The available evidence suggests that there is a lot of water out there in the universe, beyond our Solar System. Detecting it and studying it, however, is not an easy task … unless that water comes to us. And so it seems to be the case with the newly detected interstellar comet Borisov.
According to a new analysis of 2I / Borisov (or simply Borisov), sent to The Astrophysical Journal Letters and uploaded to the arXiv pre-print source, this comet is giving off water vapor as it enters our neighborhood. This provides information about the comet’s nucleus, volatile elements and the compounds it is launching, in addition to the circumstellar disk where it originated.
“The discovery of Borisov is a unique opportunity to study the volatile composition of a comet that comes unequivocally from outside our solar system, and thus have an idea of the physics and chemistry of exoplanetary systems,” say the scientists in the study.
We know that comets in the Solar System are usually rich in water; In fact, it is believed that much of the water that Earth has today came from comets and asteroids. With that in mind, Adam McKay and his colleagues from NASA’s Goddard Space Flight Center made spectroscopic observations of the comet. Using the ARCES high-resolution instrument, mounted on the ARC Telescope in New Mexico, they took two spectra with 1,800-second exposure.
Borisov does not emit his own light but is illuminated by the Sun. The spectra break the light from the comet to its constituent wavelengths. And since different elements and compounds emit and absorb specific wavelengths, this allowed researchers to find out the chemical composition of the gas through which the light was being filtered.
2I / Borisov is the second known interstellar visitor. The first was Oumuamua (in 2017), a strange cigar-shaped object that raised all kinds of theories about its nature and origin.

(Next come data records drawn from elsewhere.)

PR #2928, opened 2025-09-26
[Radio] Bugfix - Ensure fade bars match the background color of container

mark-fitzgerald:
## Summary:
Widgets can be placed inside containers that have a background color that isn't communicated to the widget. In order for the radio widget to have scrolling fade bars match the background color of the container, it needs a way to get the background color. This PR adds a utility function that traverses the DOM ancestry of a given element until it finds a valid background color. It then uses it for the fade bar color. If no background color is found, then it uses the default background color for the theme.

Issue: LEMS-3545

## Test plan:
1. Open Storybook for this PR (found at the bottom of the checks - Storybook Publish)
2. Navigate to the Graded Group Set with Scroll regression story
   - Widgets => RadioNew => Visual Regression Tests => Static => Graded Group Set With Scroll
3. The fade area on the sides of the widget should match the background of the graded group container
   - Note: The first story on the page is not the story to inspect (it's merely a copy of the first story that Storybook automatically displays). The duplicate (first) story displayed will show white fade bars due to how Storybook implements that duplicate. The actual (second) story displayed will consistently show the fade bars with the same background as the container.


packages/perseus/src/widgets/graded-group-set/graded-group-set.tsx
```diff
@@ -308,10 +308,6 @@ const styles = StyleSheet.create({
         borderTop: `1px solid ${gray76}`,
         borderBottom: `1px solid ${gray76}`,
         backgroundColor: tableBackgroundAccent,
-        // The following CSS variable is put into place to let child widgets know that there is a background color in effect.
-        // For example, this is helpful for the radio widget to properly color its horizontal scroll fade bars.
-        //  @ts-expect-error TS2353: Object literal may only specify known properties
-        "--perseus-widget-background-color": tableBackgroundAccent,
```
mark-fitzgerald, line 313: The line above was originally just addressing the Graded Group Set container. This PR adds the utility that handles all situations with a background color, making this line no longer needed.

packages/perseus/src/widgets/radio/multiple-choice-component.new.tsx
```diff
@@ -78,6 +95,8 @@ const MultipleChoiceComponent = ({
             <fieldset
                 className={styles.container}
                 data-feature-flag="feature flag is ON"
+                ref={containerRef}
+                style={cssVariableDeclaration}
```
ivyolamit, line 112: I might be missing the intention of this PR, but probably this is not where we want to add the styling. In our code we set the fade in two places:
- https://github.com/Khan/perseus/blob/main/packages/perseus/src/widgets/radio/choice-icon/choice-icon.new.tsx#L111
- https://github.com/Khan/perseus/blob/main/packages/perseus/src/widgets/radio/multiple-choice.module.css#L60

image

mark-fitzgerald: The reference to the choice-icon.new.tsx is not part of the actual "new" widget files (it has old code in it, like the focus ring).

The styling for the fade area is applied in `multiple-choice.module.css`, as you pointed out. It is referencing a color variable `--perseus-multiple-choice-fade-color`. That [variable is set on the container](https://github.com/Khan/perseus/blob/main/packages/perseus/src/widgets/radio/multiple-choice.module.css#L20-L23) and uses the `--perseus-widget-background-color` variable, if set. This PR sets that background variable on the same container element, but since this is determined via JavaScript, it has to be passed along to CSS via the `style` attribute.

SonicScrewdriver (approved):
Thank you for getting us a nice solution for this!

PR #2929, opened 2025-09-26
Wrap necessary image editor tests in dependency context provider

MikeKlemarewski:
## Summary:
A couple tests for the image editor end up rendering SvgImages and need to be wrapped in the dependency context provider.

## Test plan:
- ensure tests pass

### DIFF
--- a/packages/perseus-editor/src/widgets/__tests__/image-editor.test.tsx
+++ b/packages/perseus-editor/src/widgets/__tests__/image-editor.test.tsx
@@ -4,7 +4,11 @@ import {userEvent as userEventLib} from "@testing-library/user-event";
 import * as React from "react";
 
 import {getFeatureFlags} from "../../../../../testing/feature-flags-util";
-import {testDependencies} from "../../../../../testing/test-dependencies";
+import {
+    testDependencies,
+    testDependenciesV2,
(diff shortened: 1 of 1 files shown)


packages/perseus-editor/src/widgets/__tests__/image-editor.test.tsx
```diff
@@ -213,12 +217,14 @@ describe("image editor", () => {
 
         // Act
         render(
-            <ImageEditor
-                apiOptions={apiOptions}
-                backgroundImage={earthMoonImage}
-                alt="Earth and moon alt"
-                onChange={() => {}}
-            />,
+            <DependenciesContext.Provider value={testDependenciesV2}>
```
mark-fitzgerald, line 220: I'm not familiar with what's in V2. What's the reason for wrapping this editor in a context provider instead of replacing the mock return value on line 42?

MikeKlemarewski: It's because the v2 dependencies are provided by a context provider. The <SvgImage> component will use a new dependency function called `generateUrl` which gets provided by the v2 dependencies, so this needs to be wrapped in the context provider.

PR #2930, opened 2025-09-26
[Image] Add decorative toggle for Image widget editor and hide it behind a feature flag

ivyolamit:
## Summary:
Add decorative toggle for Image widget editor and hide it behind a feature flag

image

Issue: LEMS-3451

## Test plan:
1. Navigate to the image editor
2. Fill up the fields
3. Toggle the decorative image
- [ ] Confirm when decorative is toggled the confirmation window is displayed
- [ ] Confirm that the fields (title, caption, long description, alt) are empty and disabled
- [ ] Confirm when the decorative is toggled again it will enable the fields
- [ ] Confirm on initial load, the decorative image toggle is false

### DIFF
--- a/packages/perseus-editor/src/widgets/image-editor/components/image-settings.tsx
+++ b/packages/perseus-editor/src/widgets/image-editor/components/image-settings.tsx
@@ -6,8 +6,8 @@ import * as React from "react";
 import {AutoResizingTextArea} from "../../../components/auto-resizing-text-area";
 import {wbFieldStyles, wbFieldStylesWithDescription} from "../utils";
 
-import ImageDimensionsInput from "./image-dimensions-input";
 import DecorativeToggle from "./decorative-toggle";
+import ImageDimensionsInput from "./image-dimensions-input";
 
 import type {Props} from "../image-editor";
 


packages/perseus-editor/src/widgets/__tests__/image-editor.test.tsx
nishasy, line 1: Can you add a "renders decorative toggle as checked when prop is true" here too? I see it's tested in the other file, but I also like knowing that it's hooked up with the onChange handler in the full editor experience. It can be just the one test, not a repeat of all the tests below.

ivyolamit:
Here's a demo of the decorative toggle in the image widget editor

https://github.com/user-attachments/assets/e165858a-23b6-4dfe-a9cf-de105f82aa25

packages/perseus-editor/src/widgets/image-editor/image-settings.tsx
```diff
@@ -97,6 +99,18 @@ export default function ImageSettings({
...
 
+            {/* Decorative */}
+            {imageUpgradeFF && (
+                <DecorativeToggle
+                    decorative={decorative}
+                    alt={alt}
+                    caption={caption}
+                    title={title}
+                    longDescription={longDescription}
+                    onChange={onChange}
```
nishasy, line 98: Proposal

```suggestion
                <DecorativeToggle
                    decorative={decorative}
                    hasPopulatedFields={alt || caption || title || longDescription}
                    onChange={onChange}
```

packages/perseus-editor/src/widgets/image-editor/components/decorative-toggle.tsx
```diff
@@ -0,0 +1,83 @@
...
+    title?: string;
+    longDescription?: string;
+    onChange: (changes: {
+        decorative?: boolean;
+        alt?: string;
+        caption?: string;
+        title?: string;
+        longDescription?: string;
+    }) => void;
+};
```
nishasy: Proposal

```suggestion
interface Props {
    decorative?: boolean;
    hasPopulatedFields?: boolean;
    onChange: ImageEditorProps["onChange"]
};
```

nishasy (commented):
I did a super quick review while it was still a draft. I'll do another pass soon.

packages/perseus-editor/src/widgets/__tests__/image-editor.test.tsx
```diff
@@ -623,4 +623,85 @@ describe("image editor", () => {
             screen.queryByText(altTextTooShortError),
         ).not.toBeInTheDocument();
     });
+
+    describe("when decorative toggle", () => {
```
ivyolamit: added this group so it will read nicely when running the tests

image

nishasy: Nit: Can you update the test titles so they read more naturally?

I think you could change "when decorative toggle" to just "decorative toggle" and then:

- "should render decorative toggle when feature flag is enabled" ==> "renders when feature flag is enabled"
- "should not render decorative toggle when feature flag is disabled" ==> "should not render when feature flag is disabled"
- "should render decorative toggle checked when decorative is true" ==> "should render as checked when decorative is true"
- "should call onChange when decorative toggle is clicked" ==> "should call onChange when clicked"

so then in the terminal, these would read as "image editor decorative toggle should call onChange when clicked"

packages/perseus-editor/src/widgets/image-editor/components/decorative-toggle.test.tsx
```diff
@@ -0,0 +1,194 @@
...
+        jest.spyOn(Dependencies, "getDependencies").mockReturnValue(
+            testDependencies,
+        );
+    });
+
+    afterEach(() => {
+        jest.restoreAllMocks();
+    });
+
+    test("renders with decorative toggle unchecked by default", () => {
```
nishasy: Personally, I prefer using `test`, but I think we decided to use `it` for consistency across tests (😞)

packages/perseus-editor/src/widgets/image-editor/components/decorative-toggle.test.tsx
```diff
@@ -0,0 +1,194 @@
...
+        // Arrange & Act
```
nishasy: Nit: I think we usually do 

```
// Arrange

// Act
```

But I've also seen

```
// Arrange, Act
```

Can you use one of these for consistency?

packages/perseus-editor/src/widgets/image-editor/components/decorative-toggle.test.tsx
```diff
@@ -0,0 +1,194 @@
...
+            wrapper: RenderStateRoot,
+        });
+
+        // Assert
+        const toggle = screen.getByRole("switch", {name: "Decorative"});
+        expect(toggle).toBeInTheDocument();
+        expect(toggle).not.toBeChecked();
+
+        // Check for InfoTip icon presence (tooltip content requires interaction)
+        // Since InfoTip doesn't expose a specific role, we'll verify the component structure
```
nishasy: Is this comment correct?

I think `expect(screen.getByLabelText("Decorative")).toBeInTheDocument();` is just getting the toggle again, not the tooltip?

tbh I think we may want to remove the tooltip and add the guidance as a description on this labeled toggle. Caitlyn expressed that it's better to avoid tooltips if possible.

packages/perseus-editor/src/widgets/image-editor/components/decorative-toggle.test.tsx
```diff
@@ -0,0 +1,194 @@
...
+        // Assert
+        expect(mockConfirm).toHaveBeenCalledWith(
+            "Setting this image as decorative will automatically reset all other fields (title, caption, alt text, and long description). Do you want to continue?",
+        );
+        expect(mockOnChange).toHaveBeenCalledWith({
+            decorative: true,
+            alt: undefined,
+            caption: undefined,
+            title: undefined,
+            longDescription: undefined,
```
nishasy, line 128: nice

packages/perseus-editor/src/widgets/image-editor/components/decorative-toggle.test.tsx
```diff
@@ -0,0 +1,194 @@
...
+
+        // Act
+        const toggle = screen.getByRole("switch", {name: "Decorative"});
+        await userEvent.click(toggle);
+
+        // Assert
+        expect(mockConfirm).toHaveBeenCalledWith(
+            "Setting this image as decorative will automatically reset all other fields (title, caption, alt text, and long description). Do you want to continue?",
+        );
+        expect(mockOnChange).not.toHaveBeenCalled();
```
nishasy, line 153: very nice

packages/perseus-editor/src/widgets/image-editor/components/decorative-toggle.test.tsx
```diff
@@ -0,0 +1,194 @@
...
+    });
+
+    test("does not show warning dialog when fields are not populated", async () => {
```
nishasy: Is this the same as the test "calls onChange with decorative: true when toggle is clicked and no fields are populated"?

packages/perseus-editor/src/widgets/image-editor/components/decorative-toggle.test.tsx
```diff
@@ -0,0 +1,194 @@
...
+
+        // Assert - Verify component renders with expected structure
+        // The InfoTip should be present alongside the toggle
+        expect(
+            screen.getByRole("switch", {name: "Decorative"}),
+        ).toBeInTheDocument();
+
+        // Since InfoTip is implemented as a tooltip, we verify the component structure is complete
+        // The presence of the switch indicates the component has rendered successfully with InfoTip
+        expect(screen.getByLabelText("Decorative")).toBeInTheDocument();
```
nishasy: same comment as before. I also don't think you need this test if you're already checking for this in the first test?

packages/perseus-editor/src/widgets/image-editor/components/decorative-toggle.tsx
```diff
@@ -0,0 +1,68 @@
...
+    }
+
+    return (
+        <div className={styles.decorativeToggleContainer}>
+            <div className={styles.flexRow}>
+                <LabeledSwitch
+                    label="Decorative"
+                    checked={decorative ?? false}
+                    onChange={handleDecorativeToggle}
+                />
```
nishasy, line 58: I think I wrote the `LabeledSwitch` component, but now I'm thinking we may want to update it to use the new Wonder Blocks `LabeledField` Then we can add a description instead of using the tooltip... I think.

I say maybe give it a try, and if it's not working out, then we can keep the tooltip.

packages/perseus-editor/src/widgets/image-editor/image-settings.tsx
```diff
@@ -97,6 +99,17 @@ export default function ImageSettings({
                 {dimensionString}
             </div>
 
+            {/* Decorative */}
+            {imageUpgradeFF && (
+                <DecorativeToggle
+                    decorative={decorative}
+                    hasPopulatedFields={Boolean(
+                        alt || caption || title || longDescription,
+                    )}
```
nishasy: Optional: What do you think about breaking out `Boolean(alt || caption || title || longDescription)` into a variable above the return? And then you can do `hasPopulatedFields={hasPopulatedFields}`.

packages/perseus-editor/src/widgets/image-editor/components/decorative-toggle.test.tsx
ivyolamit: Good catch! i'll have to add this in claude.md

packages/perseus-editor/src/widgets/image-editor/components/decorative-toggle.tsx
ivyolamit: Am i missing something?
Based on the docs, [LabeledField](https://khan.github.io/wonder-blocks/?path=/docs/packages-labeledfield--docs) doesn't have a switch 🤔

nishasy: Oh, LabeledField is used to wrap some other field. So in this case, it would be 

```
<LabeledField
  label="Decorative"
  field={<Switch ... />
/>
```

But now that I'm looking at [the docs](https://khan.github.io/wonder-blocks/?path=/docs/packages-labeledfield--docs), it doesn't seem like something that would work for switch, since switches would need the label on the side rather than on the top.

So you can just ignore my suggestion.

PR #2935, opened 2025-09-30
Measure the accessibility of our content

benchristel:
This PR adds a new `perseus-a11y-metrics` package. It includes a script that
downloads a snapshot of Khan Academy's content and evaluates the accessibility
of each exercise.

Issue: LEMS-3261

## Test plan:

```
packages/perseus-a11y-metrics/src/main.ts
```

should output a report that looks like this:

```
EXERCISE ACCESSIBILITY STATS:
-----------------------------
full:         7424 exercises
limited:      1706 exercises
inaccessible: 2469 exercises
-----------------------------
total:        11599 exercises
```

It will also upload a file with more detailed data, suitable for ingestion
into BigQuery, to Google Cloud.

Note: you need `gcloud` and `jq` installed.


packages/perseus-a11y-metrics/src/parse-snapshot.ts
```diff
@@ -0,0 +1,61 @@
...
+    curationPages: unknown(),
+    curriculums: unknown(),
+    domains: unknown(),
+    interactives: unknown(),
+    lessons: unknown(),
+    projects: unknown(),
+    talkthroughs: unknown(),
+    units: unknown(),
+    version: unknown(),
+    video: unknown(),
```
benchristel: I should delete all these fields. There's no reason to list them in the schema.

packages/perseus-a11y-metrics/src/parse-snapshot.ts
```diff
@@ -0,0 +1,61 @@
...
+    // NOTE: there are more fields in the ItemSchema object. This schema just
+    // lists the fields we currently care about.
+    id: string(),
+});
+
+const ProblemTypeSchema = object({
+    // NOTE: there are more fields in the ProblemTypeSchema object. This schema just
+    // lists the fields we currently care about.
+    items: array(ItemSchema),
+});
```
benchristel, line 24: I don't think we actually need to parse `problemTypes` or items.

packages/perseus-a11y-metrics/src/content-repository.ts
```diff
@@ -0,0 +1,142 @@
...
+            });
+            return this.readLocalSnapshotJsonWithJqFiltering();
+        }
+    }
+
+    private async readLocalSnapshotJsonWithJqFiltering(): Promise<string> {
+        // The snapshot data is too large (600 MB) to fit into a NodeJS string.
+        // The maximum size of a string is 512 MB. So we use `jq` to filter the
+        // data to just the exercises.
+        // TODO: de-duplicate path
```
benchristel: I should fix this TODO.

packages/perseus-a11y-metrics/src/main.ts
```diff
@@ -0,0 +1,49 @@
+#!/usr/bin/env -S node -r @swc-node/register
+
+import {isItemAccessible} from "@khanacademy/perseus-core";
+
+import {ContentRepository} from "./content-repository";
+import {getPublishedContentVersion} from "./content-version";
+
+async function main() {
```
benchristel, line 13: We could print a nice error message here if `gcloud` or `jq` isn't installed.

config/cypress/cypress.config.ts
```diff
@@ -17,6 +17,9 @@ fs.readdirSync(path.join(__dirname, "../../packages")).forEach((name) => {
     }
     const pkgPath = path.join("../../packages", name, "package.json");
     const pkgJson = require(pkgPath);
+    if (pkgJson.source == null) {
+        return;
```
catandthemachines: What's the purpose of this line? And what cases would we hit it?

packages/perseus-a11y-metrics/src/main.ts
catandthemachines, line 1: I know this file is under construction and still being build. But just to confirm this script will output data that we could join with `assessmentItemIds` or other content metrics right? It won't just output the totals for all our content right?

catandthemachines (commented):
Added a few questions and comments on the early version of this script. 😊

packages/perseus-a11y-metrics/src/main.ts
benchristel: Outputting the totals was just for the proof of concept. My plan is to have the script upload a JSON file to GCS where it can be read by BigQuery.

packages/perseus-a11y-metrics/src/platform/command.ts
```diff
@@ -0,0 +1,88 @@
...
+}
+
+class VoidCommand implements Command<void> {
+    constructor(
+        private program: string,
+        private args: string[] = [],
+    ) {}
+
+    /**
+     * Runs the command and returns the exit code.
```
benchristel: This comment is wrong.

config/cypress/cypress.config.ts
benchristel: This was a hack to get the build working. Trying to use the `pkgJson.source` was failing because the new `perseus-a11y-metrics` package doesn't export anything and `source` was undefined. But I think there's a better way to do this.

packages/perseus-a11y-metrics/README.md
catandthemachines, line 1: Yay!! Thank you for writing this!

packages/perseus-a11y-metrics/src/main.ts
```diff
@@ -0,0 +1,65 @@
...
+        formatExerciseAccessibilityData(a11yStats),
+        "utf-8",
+    );
+
+    // TODO(benchristel): there is probably a better place for the data to
+    // live. I'm not sure what the khanflow-prod-bq-archive-unused-table-expiration
+    // bucket is supposed to be for.
+    // TODO(benchristel): should the extension for the data file be .ndjson?
+    // See: https://github.com/ndjson/ndjson-spec?tab=readme-ov-file#33-mediatype-and-file-extensions
+    await gcloudStorage.cp(
```
catandthemachines, line 46: Adding a note here, this script works when run once on a new object, but when you attempt to overwrite an existing object you will experience `404` errors.

Added a bug here detailing this phenomenon, will also add a TODO here in case anyone wants to run this script before it is fixed.
https://khanacademy.atlassian.net/browse/LEMS-3674

benchristel: This might be a permissions issue. From [the Google Cloud docs](https://docs.cloud.google.com/storage/docs/access-control/iam-permissions):

> Note: In order to replace existing objects, both storage.objects.create and storage.objects.delete permissions are required.

@catandthemachines can you confirm that you have the `storage.objects.delete` permission on this bucket?

PR #2936, opened 2025-10-01
Test that the ItemDiff component will render an image diff

MikeKlemarewski:
## Summary:
Adds a test to make sure the ItemDiff component will correctly render and load an Image.
A change to the dependencies API caused a regression last week, and this test would have caught it.
Unfortunately in order to ensure it catches the regression, some tricky image loading mocking has to be done.

## Test plan:
- Ensure the tests pass

### DIFF
--- a/packages/perseus-editor/src/diffs/__tests__/item-diff.test.tsx
+++ b/packages/perseus-editor/src/diffs/__tests__/item-diff.test.tsx
@@ -1,0 +1,111 @@
+import {Dependencies} from "@khanacademy/perseus";
+import {
+    generateImageOptions,
+    generateImageWidget,
+    generateTestPerseusItem,
+    generateTestPerseusRenderer,
+    getDefaultAnswerArea,
+    type PerseusItem,
+} from "@khanacademy/perseus-core";
+import {act, render, screen} from "@testing-library/react";
+import * as React from "react";
+
+import {mockImageLoading} from "../../../../../testing/image-loader-utils";
+import {
+    testDependencies,
+    testDependenciesV2,
+} from "../../../../../testing/test-dependencies";
+import {registerAllWidgetsAndEditorsForTesting} from "../../util/register-all-widgets-and-editors-for-testing";
+import ItemDiff from "../item-diff";
+
+describe("ItemDiff", () => {
+    let unmockImageLoading: () => void;
+
+    beforeAll(() => {
+        registerAllWidgetsAndEditorsForTesting();
+    });
+
+    beforeEach(() => {
+        jest.spyOn(Dependencies, "getDependencies").mockReturnValue(
+            testDependencies,
+        );
+        unmockImageLoading = mockImageLoading();
+    });
+
+    afterEach(() => {
+        jest.restoreAllMocks();
+        unmockImageLoading();
+    });
+
+    it("renders an image widget in the diff view", () => {
+        // Arrange
+
+        const beforeItem: PerseusItem = generateTestPerseusItem({
+            question: generateTestPerseusRenderer({
+                content: "[[☃ image 1]]",
+                widgets: {
+                    "image 1": generateImageWidget({
+                        options: generateImageOptions({
+                            title: "Original Image",
+                            caption: "This is the original image",
+                            alt: "Original image description",
+                            backgroundImage: {
+                                url: "https://example.com/original-image.jpg",
+                                width: 400,
+                                height: 300,
+                            },
+                        }),
+                    }),
+                },
+            }),
+            answerArea: getDefaultAnswerArea(),
+            hints: [],
+        });
+
+        const afterItem: PerseusItem = generateTestPerseusItem({
+            question: generateTestPerseusRenderer({
+                content: "[[☃ image 1]]",
+                widgets: {
+                    "image 1": generateImageWidget({
+                        options: generateImageOptions({
+                            title: "Updated Image",
+                            caption: "This is the updated image",
+                            alt: "Updated image description",
+                            backgroundImage: {
+                                url: "https://example.com/updated-image.jpg",
+                                width: 500,
+                                height: 400,
+                            },
+                        }),
+                    }),
+                },
+            }),
+            answerArea: getDefaultAnswerArea(),
+            hints: [],
+        });
+
+        // Act
+        render(
+            <ItemDiff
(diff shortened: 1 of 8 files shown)


packages/perseus-editor/src/diffs/__tests__/item-diff.test.tsx
```diff
@@ -0,0 +1,111 @@
...
+            <ItemDiff
+                before={beforeItem as any}
+                after={afterItem as any}
+                dependencies={testDependenciesV2}
+            />,
+        );
+
+        // Wait for the next tick to allow setTimeout to execute
+        act(() => {
+            jest.runAllTimers();
```
MikeKlemarewski, line 98: Unfortunately we need this in order for the test to properly catch the regression. The diff has to render, and then the fake "onload" image event needs to fire and then get handled. I'm not sure if there's a better way to ensure these kinds of things fail in tests without running the jest timers.

packages/perseus-editor/src/diffs/__tests__/item-diff.test.tsx
```diff
@@ -0,0 +1,111 @@
...
+
+    beforeAll(() => {
+        registerAllWidgetsAndEditorsForTesting();
+    });
+
+    beforeEach(() => {
+        jest.spyOn(Dependencies, "getDependencies").mockReturnValue(
+            testDependencies,
+        );
+        unmockImageLoading = mockImageLoading();
```
MikeKlemarewski, line 32: LMK what you think about this pattern. It's a bit funky I think.

packages/perseus-editor/src/diffs/__tests__/item-diff.test.tsx
jeremywiebe: :/ yeah, there's places in Perseus that re-render that we have to handle like this. A necessary evil. Maybe one day we'll work Suspense through everything (although I'm not sure if that'd solve this problem).

testing/image-loader-utils.ts
```diff
@@ -0,0 +1,37 @@
+import {act} from "@testing-library/react";
+
+/**
+ * Mocks image loading done by the ImageLoader component to immediately trigger
+ * the load event.
+ * @returns A function to unmock the image loading
+ */
+export const mockImageLoading = () => {
```
jeremywiebe, line 8: Cool. I know we have at least one other place we do this in https://github.com/Khan/perseus/blob/e11c3f8071d2b0946351ff700c846c6c48fbebfa/packages/perseus/src/__tests__/renderer.test.tsx#L290

jeremywiebe: Not asking for changes.  But could you leave a TODO comment there for future so if we touch that code we can refactor it to use this mock function instead?

jeremywiebe (approved):

packages/perseus-editor/src/diffs/__tests__/item-diff.test.tsx
jeremywiebe: I've seen this pattern of "unregistering" something in `afterEach` before. I suspect we can't call `afterEach` _inside_ the `mockImageLoading` function to register the cleanup automatically, right?

testing/image-loader-utils.ts
nishasy: We have this in a few places!

- renderer.test.tsx
- svg-image.test.tsx
- image.test.ts
- editor.test.tsx

Looks like either this PR could cover these, or I can repurpose the the following cleanup ticket to do it myself later: https://khanacademy.atlassian.net/browse/LEMS-3579

packages/perseus/src/__tests__/renderer.test.tsx
```diff
@@ -286,41 +287,16 @@ describe("renderer", () => {
...
-            originalImage = window.Image;
-            // Mock HTML Image so we can trigger onLoad callbacks and see full
-            // image rendering.
-            // @ts-expect-error - TS2322 - Type 'Mock<Record<string, any>, [], any>' is not assignable to type 'new (width?: number | undefined, height?: number | undefined) => HTMLImageElement'.
-            window.Image = jest.fn(() => {
-                const img: Record<string, any> = {};
-                images.push(img);
-                return img;
-            });
+            unmockImageLoading = mockImageLoading();
```
nishasy, line 292: Sorry, I'm a little be confused about this line. Why did you do `unmockImageloading = mockImageLoading()`? Maybe it's just the naming that's confusing me.

Just to clarify, this is equivalent to the following?

```
unmockImageLoading = () => {
        window.Image = originalImage;
    };
```

nishasy (commented):
The image loader util is super helpful! Would it be possible to use it in the other files that mock the image loading as well?

packages/perseus/src/__tests__/renderer.test.tsx
MikeKlemarewski: Yeah, the pattern is a bit odd. Rather than have the `mockImageLoading` function return the original image and require the user to reset it using the code you wrote, I thought it might be handy to just return a function that un-does the mocking.

Is there a way I could make it more clear?

nishasy: Hmmm... maybe you could just comment that in the function implementation where the return happens? 

Or maybe you could rename it to be `mockImageLoadingAndReturnUnmock()`? It's a mouthful, but it may be more clear?

MikeKlemarewski: Screenshot 2025-10-02 at 4 24 48 PM

Do you not think the JSDoc is sufficient? It mentions the return type

nishasy: Sounds good to me!

nishasy:
I don't understand why these tests are failing. I pulled your branch, and the tests all pass for me locally.

nishasy (approved):
Looks good to me! Thank you for doing this!

packages/perseus/src/__tests__/renderer.test.tsx
jeremywiebe: It's definitely a pattern I've seen before (calling a registration function returns one that cleans things up). 

I think the updated JSDocs are just perfect, thanks. :)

In both spectra, the team observed an absorption line consistent with the presence of water. Based on the strength of this line, the interstellar comet is sublimating an amount of water similar to that of the comets of our own system. Also, a simple model determined that the active water area is about 1.7 square kilometers.
Other spectroscopic analyzes carried out in a couple of months since the comet’s discovery have found that Borisov also produces cyanide and diatomic carbon – two other substances common in solar system comets.
The team is cautious in highlighting that their results are based on a single model and that subsequent observations are necessary for the confirmation of their findings.
For now, everything indicates that the comet looks quite familiar, and that is amazing because it means that the formation conditions of our solar system are not unique. This, extrapolated, means that there could be a lot of planets like ours out there.
It is less than two months before Borisov reaches his perihelion – his closest approach to the Sun – on December 8. You lie so much, and as it continues to grow in brightness for astronomers, we will wait to see what new information is revealed about this interstellar visitor.